What lines in the material hold the string "makes"? Copy out each of them.

——————

PR #2296, opened 2024-11-18
fix: missing subscript

FelixKoTU:
Subscript "s" is missing for the number of cells in series (N_s) in latex math expressions.

### DIFF
--- a/docs/sphinx/source/user_guide/singlediode.rst
+++ b/docs/sphinx/source/user_guide/singlediode.rst
@@ -24,7 +24,7 @@ diode model equation.
 
 .. math::
 
-   I = I_L - I_0 \left(\exp \left(\frac{V + I R_s}{n Ns V_{th}} \right) - 1 \right)
+   I = I_L - I_0 \left(\exp \left(\frac{V + I R_s}{n N_s V_{th}} \right) - 1 \right)
        - \frac{V + I R_s}{R_{sh}}
 
 Lambert W-function is the inverse of the function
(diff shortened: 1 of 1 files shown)


docs/sphinx/source/user_guide/singlediode.rst
```diff
@@ -111,4 +111,4 @@ Clifford W. Hansen, Sandia `Report SAND2015-2065
 
 [4] "Computer simulation of the effects of electrical mismatches in
 photovoltaic cell interconnection circuits" JW Bishop, Solar Cell (1988)
-:doi:`10.1016/0379-6787(88)90059-2`
\ No newline at end of file
+:doi:`10.1016/0379-6787(88)90059-2`
```
RDaxini, line 114: What changed here? It looks like nothing happened, but it shows as a change

RDaxini (commented):
Thanks for spotting and fixing this @FelixKoTU.
Shall we expand the scope a little bit? We could link the references properly in line 20: `by Jain and Kapoor _[1] _[2], and Hansen _[3].` We could also standardize the formatting of the reference list. See [here](https://pvlib-python.readthedocs.io/en/latest/contributing/style_guide.html#references) for further info

docs/sphinx/source/user_guide/singlediode.rst
FelixKoTU: This seems to be an oversight on my part, I did not mean to alter that line.

cwhanse: > We could link the references properly in line 20: by Jain and Kapoor _[1] _[2], and Hansen _[3]. 
> We could also standardize the formatting of the references

Only if @FelixKoTU wants to, in my view.

This page really doesn't fit in a User Guide, it's more of detailed background we ought to have somewhere but didn't know where else to put it. My point is that we ought to consider rewriting this page and editing the references can be done in that revision.

RDaxini: > Only if @FelixKoTU wants to, in my view.
> 
> This page really doesn't fit in a User Guide, it's more of detailed background we ought to have somewhere but didn't know where else to put it. My point is that we ought to consider rewriting this page and editing the references can be done in that revision.

Fair point!

RDaxini (approved):

kandersolar:
> What changed here? It looks like nothing happened, but it shows as a change

I think it's whether the line ends in `\n` or not: https://github.com/FelixKoTU/pvlib-python/commit/5359efe3cd564807792cd99f6a80647928736859.patch

Doesn't really matter IMHO.  Thanks @FelixKoTU!

RDaxini:
> Doesn't really matter IMHO

for sure no big deal I was kinda just curious 😅

PR #2274, opened 2024-10-21
Adopt `dni_clear` variable name for clearsky DNI

RDaxini:
- [X] Related: #2272
 - [X] I am familiar with the [contributing guidelines](https://pvlib-python.readthedocs.io/en/latest/contributing.html)
 - [x] Tests ~added~ modified
 - [ ] ~Updates entries in [`docs/sphinx/source/reference`](https://github.com/pvlib/pvlib-python/blob/main/docs/sphinx/source/reference) for API changes.~
 - [ ] Adds description and name entries in the appropriate "what's new" file in [`docs/sphinx/source/whatsnew`](https://github.com/pvlib/pvlib-python/tree/main/docs/sphinx/source/whatsnew) for all changes. Includes link to the GitHub Issue with `` :issue:`num` `` or this Pull Request with `` :pull:`num` ``. Includes contributor name and/or GitHub username (link with `` :ghuser:`user` ``).
 - [X] New code is fully documented. Includes [numpydoc](https://numpydoc.readthedocs.io/en/latest/format.html) compliant docstrings, examples, and comments where necessary.
 - [x] Pull request is nearly complete and ready for detailed review.
 - [x] Maintainer: Appropriate GitHub Labels (including `remote-data`) and Milestone are assigned to the Pull Request and linked Issue.

`dni_clear` is already in the variables and symbols list
Also related: #1253, #2306

Issue #2272, opened 2024-10-20
Standardise variable name for clearsky GHI and DNI, add to glossary


RDaxini:
**Is your feature request related to a problem? Please describe.**
I have counted three variations of clear sky GHI in the docs:

`clearsky` (in `clearsky.detect_clearsky`)
`clearsky_ghi` (in `irradiance.clearsky_index`)
`ghi_clearsky` (in `irradiance.dirindex`)
and no entry in the [variables and symbols page](https://pvlib-python.readthedocs.io/en/stable/user_guide/variables_style_rules.html) (soon to become a glossary #2234) 

for DNI, we have `dni_clear` in the variables and symbols page but also `clearsky_dni` (in `irradiance.dni`) and `dni_clearsky` (in `irradiance.dirindex`) in the docs.

**Describe the solution you'd like**
* Agree a single format
* Add/modify an entry in the variables and symbols page

**Additional context**
Related: #1253

RDaxini:
All, save for just `clearsky`, seem reasonable to me. I probably prefer either `clearsky_xxx` (written as you'd say it) or `xxx_clear` (shorter)

cwhanse:
I prefer `ghi_clear` but it's a mild preference. Parallels the few terms that are a conditional irradiance, i.e., `dni_clear`, `ghi_extra`, `poa_global`, etc.

RDaxini:
I think we're set on `ghi_clear` (also `dni_clear` for where it isn't already the case)

Would updating these variables be classed as breaking changes and require some kind of deprecation? I am thinking about #2237
Is a separate PR required for each function that is changed, or is one PR for all the functions involving the changing variable appropriate? (e.g. #2273)

adriesse:
Did you consider having just one PR for these two names since the changes are so closely related?

adriesse:
> > Did you consider having just one PR for these two names since the changes are so closely related?
> 
> @adriesse I asked about PR structure [here](https://github.com/pvlib/pvlib-python/issues/2272#issuecomment-2427750656) but thought each variable had to be separate, no response so I was not really sure. I confess I think I underestimated the overlap. Is it possible to combine PRs after creation? We should do that if it would help with merging later.

Sorry I didn't speak up earlier.  I'm not the best person to advise on the PR machinations.  :(

echedey-ls:
[...]

PR #2306, opened 2024-11-25
Adopt ghi_clear variable name for clearsky GHI

RDaxini:
- [X] Relates to #2272
 - [x] Tests added and modified

Also related: #1253, #2274


pvlib/irradiance.py
```diff
@@ -1614,6 +1614,11 @@ def ghi_from_poa_driesse_2023(surface_tilt, surface_azimuth,
         return ghi
 
 
+@renamed_kwarg_warning(
+    since='11.2',
+    old_param_name='clearsky_ghi',
+    new_param_name='ghi_clear',
+    removal="12.0")
 def clearsky_index(ghi, clearsky_ghi, max_clearsky_index=2.0):
```
echedey-ls, line 1622:
```suggestion
def clearsky_index(ghi, ghi_clear, max_clearsky_index=2.0):
```

pvlib/irradiance.py
```diff
@@ -2151,6 +2156,11 @@ def _dirint_bins(times, kt_prime, zenith, w, delta_kt_prime):
     return kt_prime_bin, zenith_bin, w_bin, delta_kt_prime_bin
 
 
+@renamed_kwarg_warning(
+    since='11.2',
+    old_param_name='ghi_clearsky',
+    new_param_name='ghi_clear',
+    removal="12.0")
 def dirindex(ghi, ghi_clearsky, dni_clearsky, zenith, times, pressure=101325.,
```
echedey-ls, line 2164:
```suggestion
def dirindex(ghi, ghi_clear, dni_clearsky, zenith, times, pressure=101325.,
```

echedey-ls (commented):
> I am pretty lost here:(

Kinda my fault for not documenting what I thought was obvious, sorry 😬 
You have to rename the variables in the signature, see suggestions.

pvlib/tests/test_irradiance.py
```diff
@@ -1235,6 +1235,12 @@ def test_clearsky_index():
     assert_series_equal(out, expected)
 
 
+def test_clearsky_index_renaming():
+    with pytest.warns(pvlibDeprecationWarning, match='ghi_clear'):
+        ghi, clearsky_ghi = 200, 300
+        irradiance.clearsky_index(ghi, clearsky_ghi)
```
echedey-ls, line 1241:
```suggestion
        irradiance.clearsky_index(ghi, clearsky_ghi=clearsky_ghi)
```
As positional arguments, it's all good to continue using them since the parameter hasn't changed position. But it's when using keyword arguments when things can go wrong. If a user had `clearsky_index(ghi=..., clearsky_ghi=...)`, now that the signature has changed, it would break and needs to be updated to the same, but using `ghi_clear` instead of the former should make it work.

The decorator is a shorthand to rename to the new param name if the old name was provided as the keyword param.

RDaxini: ah of course that makes sense thanks @echedey-ls !!

RDaxini: Thanks! I think part of the problem here was just my python knowledge and understanding of how to use decorators, in particular for deprecations. 
If you do develop something, perhaps you could use this PR as a base for the example once it's ready.
Now I know how to do this, I will complete #2274

pvlib/tests/test_irradiance.py
```diff
@@ -1235,6 +1257,12 @@ def test_clearsky_index():
     assert_series_equal(out, expected)
 
 
+def test_clearsky_index_clearsky_ghi_deprecation():
```
echedey-ls, line 1260:
```suggestion
@fail_on_pvlib_version("0.12")
def test_clearsky_index_clearsky_ghi_deprecation():
```
At some point during the decorator PR (#2237) I proposed adding this to the test, so removing the decorator in the future is not forgotten. But it didn't draw any attention. What do maintainers think about it? @kandersolar

Sry Dax for the review in dribs and drabs.

RDaxini: > Sry Dax for the review in dribs and drabs.

it's totally fine! I'll commit this change for now then if others disagree we could always revert the change

echedey-ls: > Question though, v0.12? is it not 12.0?

Yes, see the other uses of `@fail_on_pvlib_version`. It is due to its implementation. Intuitively the leftmost part is more important than the last numbers. `major.minor.patch` is the usual way to state them. You wouldn't want something to fail both on pvlib `0.12.0` and `1.12.0`.

pvlib/irradiance.py
```diff
@@ -2151,15 +2156,20 @@ def _dirint_bins(times, kt_prime, zenith, w, delta_kt_prime):
     return kt_prime_bin, zenith_bin, w_bin, delta_kt_prime_bin
 
 
-def dirindex(ghi, ghi_clearsky, dni_clearsky, zenith, times, pressure=101325.,
+@renamed_kwarg_warning(
+    since='11.2',
+    old_param_name='ghi_clearsky',
+    new_param_name='ghi_clear',
+    removal="12.0")
```
kandersolar, line 2163: Any pvlib version string (currently) should be `0.X.Y`.  Note that version strings have a specific format and technical meaning: https://semver.org/.  Additionally, they aren't just for humans to read; they identify versions on e.g. PyPI (see `0.11.1`, not `11.1`, as the latest version here: https://pypi.org/project/pvlib/) so that `pip install pvlib==0.11.1` does the right thing.  So the `0.` is important and cannot be omitted.

AdamRJensen:
I recommend that you hold on working concurrently on this PR (#2306) and #2274 as they concern many of the same functions and will create a headache to merge.

pvlib/tests/test_irradiance.py
```diff
@@ -1095,6 +1095,29 @@ def test_dirindex(times):
...
+            np.array([939.95469881]),
+            index=times
+        )
+        zenith = pd.Series(
+            np.array([10.56413562]),
+            index=times
+        )
+        pressure, tdew = 93193, 10
+        irradiance.dirindex(
+            ghi=ghi, ghi_clearsky=ghi_clearsky, dni_clearsky=dni_clearsky,
```
echedey-ls, line 1117:
```suggestion
            ghi=ghi, ghi_clearsky=ghi_clearsky, dni_clear=dni_clearsky,
```
Nitpicking about the warnings. Not problematic as of now, both warnings appear and the `ghi_clear` is matched, but since there already is a dedicated test for deprecated `dni_clearsky` (`test_dirindex_dni_clearsky_deprecation`, Line 1153) it is more atomic to limit the one the test is for.

echedey-ls (approved):
Ignore the comment below, PR nailed, @RDaxini ! Well done using that random, undocumented decorator.

pvlib/tests/test_irradiance.py
```diff
@@ -1095,6 +1095,29 @@ def test_dirindex(times):
...
 
+@fail_on_pvlib_version("0.13")
+def test_dirindex_ghi_clearsky_deprecation():
+    with pytest.warns(pvlibDeprecationWarning, match='ghi_clear'):
+        times = pd.DatetimeIndex(['2014-06-24T18-1200'])
+        ghi = pd.Series([1038.62], index=times)
+        ghi_clearsky = pd.Series(
+            np.array([1042.48031487]),
+            index=times
+        )
```
kandersolar, line 1106: Nitpick: it's best practice to include only the warning-emitting code inside the `with pytest.warns(...):` block.  Reasons: it makes the intent of the test clearer (future readers don't have to figure out which line of code is supposed to be emitting the warning), and it theoretically makes the test more robust (technically, it is possible that `pandas` could start emitting `pvlibDeprecationWarnings` talking about `ghi_clear`...).

So let's move all this variable initialization code outside the `pytest.warns` block.

kandersolar: Also I'm guessing much of this was just copy/paste from other tests, but no need for the `np.array`s here; `pd.Series([1042.4...], index=times)` should work fine.

pvlib/irradiance.py
```diff
@@ -2175,14 +2188,17 @@ def dirindex(ghi, ghi_clearsky, dni_clear, zenith, times, pressure=101325.,
     ghi : array-like
         Global horizontal irradiance. [Wm⁻²]
 
-    ghi_clearsky : array-like
+    ghi_clear : array-like
         Global horizontal irradiance from clear sky model. [Wm⁻²]
 
+    .. versionchanged:: 0.11.2
+        Renamed from ``ghi_clearsky`` to ``ghi_clear``.
```
kandersolar, line 2195:
```suggestion
        .. versionchanged:: 0.11.2
            Renamed from ``ghi_clearsky`` to ``ghi_clear``.
```

Sorry Dax, I meant the `..` needed to be aligned with the "Global".  Right now sphinx seems to be interpreting `versionchanged` as another parameter.  I think this suggested indentation should work (and apply the same to the others, of course), but let's check the RTD build to be sure.

kandersolar: Looks like it worked.  Now the others should be changed to match

image

RDaxini:
I think we're good now

PR #1997, opened 2024-03-23
Updated pd.date_range-API in plot_sunpath_diagrams.py

PhilBrk8:
freq='H' is depricated.
the parameter 'closed' was changed to 'inclusive'

 - [ ] Closes #xxxx
 - [ ] I am familiar with the [contributing guidelines](https://pvlib-python.readthedocs.io/en/latest/contributing.html)
 - [ ] Tests added
 - [ ] Updates entries in [`docs/sphinx/source/reference`](https://github.com/pvlib/pvlib-python/blob/main/docs/sphinx/source/reference) for API changes.
 - [ ] Adds description and name entries in the appropriate "what's new" file in [`docs/sphinx/source/whatsnew`](https://github.com/pvlib/pvlib-python/tree/main/docs/sphinx/source/whatsnew) for all changes. Includes link to the GitHub Issue with `` :issue:`num` `` or this Pull Request with `` :pull:`num` ``. Includes contributor name and/or GitHub username (link with `` :ghuser:`user` ``).
 - [ ] New code is fully documented. Includes [numpydoc](https://numpydoc.readthedocs.io/en/latest/format.html) compliant docstrings, examples, and comments where necessary.
 - [ ] Pull request is nearly complete and ready for detailed review.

——————

- [Answer below]:
RDaxini: ah of course that makes sense thanks @echedey-ls !!
kandersolar, line 1106: Nitpick: it's best practice to include only the warning-emitting code inside the `with pytest.warns(...):` block.  Reasons: it makes the intent of the test clearer (future readers don't have to figure out which line of code is supposed to be emitting the warning), and it theoretically makes the test more robust (technically, it is possible that `pandas` could start emitting `pvlibDeprecationWarnings` talking about `ghi_clear`...).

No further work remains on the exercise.